Business Lessons From Other People’s Jobs

My friend Patrick O’Shaughnessy is a professional investor with a book club. A while ago he sent his club an email with his favorite books of the year.

“Consistent with my belief that it is more productive to read around one’s field than in one’s field, there are no investing books on this list,” it read.

This is such a powerful concept.

Most of us spend too much time in the bubble of our own professions, unaware of how much there is to learn from other fields. A lot of jobs fall under the category of “trying to figure out what other people want,” so many ideas from one field transfer to another.

Here are a few takeaways from various professions that are relevant to business and investing.

Poet: Quality does not scale with the number of inputs. You can make a more powerful point in 10 words than you can 10,000.

Doctor: The cumulative effects of small daily habits – both good and bad – add up to something enormous over time.

Politician: The winner is not always the most accurate, but the most persuasive.

Lawyer: No argument is ever 100% air tight.

Pilot: Ninety percent of the job is uneventful to the point of automation; ten percent of the job is terrifying and requires complex skills and a flawlessly calm demeanor.

Accountant: You can lie more easily with numbers than you can with words. People associate numbers with math, and math with facts, leading them to be more gullible with numbers than they are when confronted with words alone.

Gambler: Bet when others think the odds of success are low (that’s where there’s big payoffs) but be able to survive when those other people are right most of the time.

Dietician: Solutions to problems can be shockingly simple; Getting people to adhere to simple solutions can be shockingly difficult.

Engineer: Break down a complex problem into its simplest series of steps.

Therapist: What people present to the world is a tiny fraction of what’s going on inside their head.
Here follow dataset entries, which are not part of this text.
PR #145, opened 2018-09-21
Addition of user enabled workspace hashing

FrankD412:
This PR introduces hashing of the combination substrings for steps that use parameters in parameterized studies. I've settled for md5 since it produces the shortest strings.

### DIFF
--- a/maestrowf/maestro.py
+++ b/maestrowf/maestro.py
@@ -216,7 +216,7 @@ def run_study(args):
     study.setup_environment()
     study.configure_study(
         throttle=args.throttle, submission_attempts=args.attempts,
-        restart_limit=args.rlimit, use_tmp=args.usetmp)
+        restart_limit=args.rlimit, use_tmp=args.usetmp, hash_ws=args.hashws)
 
     # Stage the study.
     path, exec_dag = study.stage()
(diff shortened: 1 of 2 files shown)


FrankD412:
@jsemler -- Try this out. The meta data and everything is updated accordingly, so it shouldn't change anything in terms of functionality around it for parsing metadata. Simply add `--hashws` to the `maestro run` command.

jsemler:
Some of the post processing steps in the LULESH example are failing when `--hashws` is specified. It looks like the label attribute doesn’t reference the hashed workspace directory name.

FrankD412:
It sounds like you're talking about the workspace tokens? Do you have an error that appeared?

FrankD412:
Got it -- I'm inclined to think that this is because the sample specification was written without the hashing in mind which causes the `grep` command for the label to fail. It leads me to think that this is a subtlety of using the hashing functionality, but since it's optional it's something the user should account for.

maestrowf/maestro.py
```diff
@@ -319,6 +319,9 @@ def setup_argparser():
     run.add_argument("-fg", action="store_true", default=False,
                      help="Runs the backend conductor in the foreground "
                      "instead of using nohup. [Default: %(default)s]")
+    run.add_argument("--hashws", action="store_true", default=False,
+                     help="Enable hashing of subdirectories in parameterized "
```
jsemler: Consider adding a note about the use of parameter label attributes in a study when `--hashws` is specified.

PR #150, opened 2018-10-16
Rework the LocalScriptAdapter to more closely mimic an actual scheduler.

FrankD412:
NOTE: This PR is turning into a somewhat extensive change, so I wanted to throw up a PR to better track and discuss the changes that are happening and maybe see if anyone had any thoughts.

This PR captures all related changes to the `LocalScriptAdapter` that are aiming to have it mimic an actual scheduler. The current plan is to implement a threaded `ExecutionPool` that actively updates and stores records of locally executing processes kicked off through the conductor. The conductor can then pass a list of process identifiers to retrieve the status just like it would for the SLURM adapter or any other scheduler. This requires a `Singleton` instance of the `ExecutionPool` which provides the backend lifting for the `LocalScriptAdapter`.  So far, this has necessitated the use of a ReadWrite lock that would lock the backend status structures (again, this is something that any scheduler does automatically).

### DIFF
--- a/maestrowf/datastructures/utilities/executionpool.py
+++ b/maestrowf/datastructures/utilities/executionpool.py
@@ -1,0 +1,38 @@
+"""A module for containing data structures for process pool management"""
+
+import logging
+from Queue import Queue
+from threading import Event, Lock, Thread
+
+from maestrowf.abstracts import Singleton
+from maestrowf.utils import start_process
+
+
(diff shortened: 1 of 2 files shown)


FrankD412:
I've come to the determination that this PR is outside the scope of Maestro. Because of the complicated internals that something like this could take and the fact that such a program could be useful in other circumstances, I've opted to pass that functionality up.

Biologist: All environments change, and the best protection against those changes is the ability to adapt.

Pediatrician: You don’t know how important communication is until your customers are incapable of talking to you.

Banker: The combination of leverage and a momentum can make ordinary people look extraordinarily talented.

Psychologist: People are amazingly good at convincing themselves of things that are untrue but justify unpleasant parts of their lives.

Financial advisor: People think they want expert advice, but what they really want is advice that sounds like something an expert would say.

Cop: By the time people get caught they’ve probably committed a crime dozens, maybe hundreds, of times. The bad behavior you hear about is a small fraction of the bad behavior that occurs.

Cab driver: Nothing teaches the concept customer acquisition cost better than driving across town to pick someone up for a $4 fare.

Construction worker: You cannot argue with physics.

Waiter: Incentives are powerful when your pay depends on the ability to satisfy customers this moment.

Customer service rep: Patience often stops short of the ability to realize how difficult other people’s jobs are.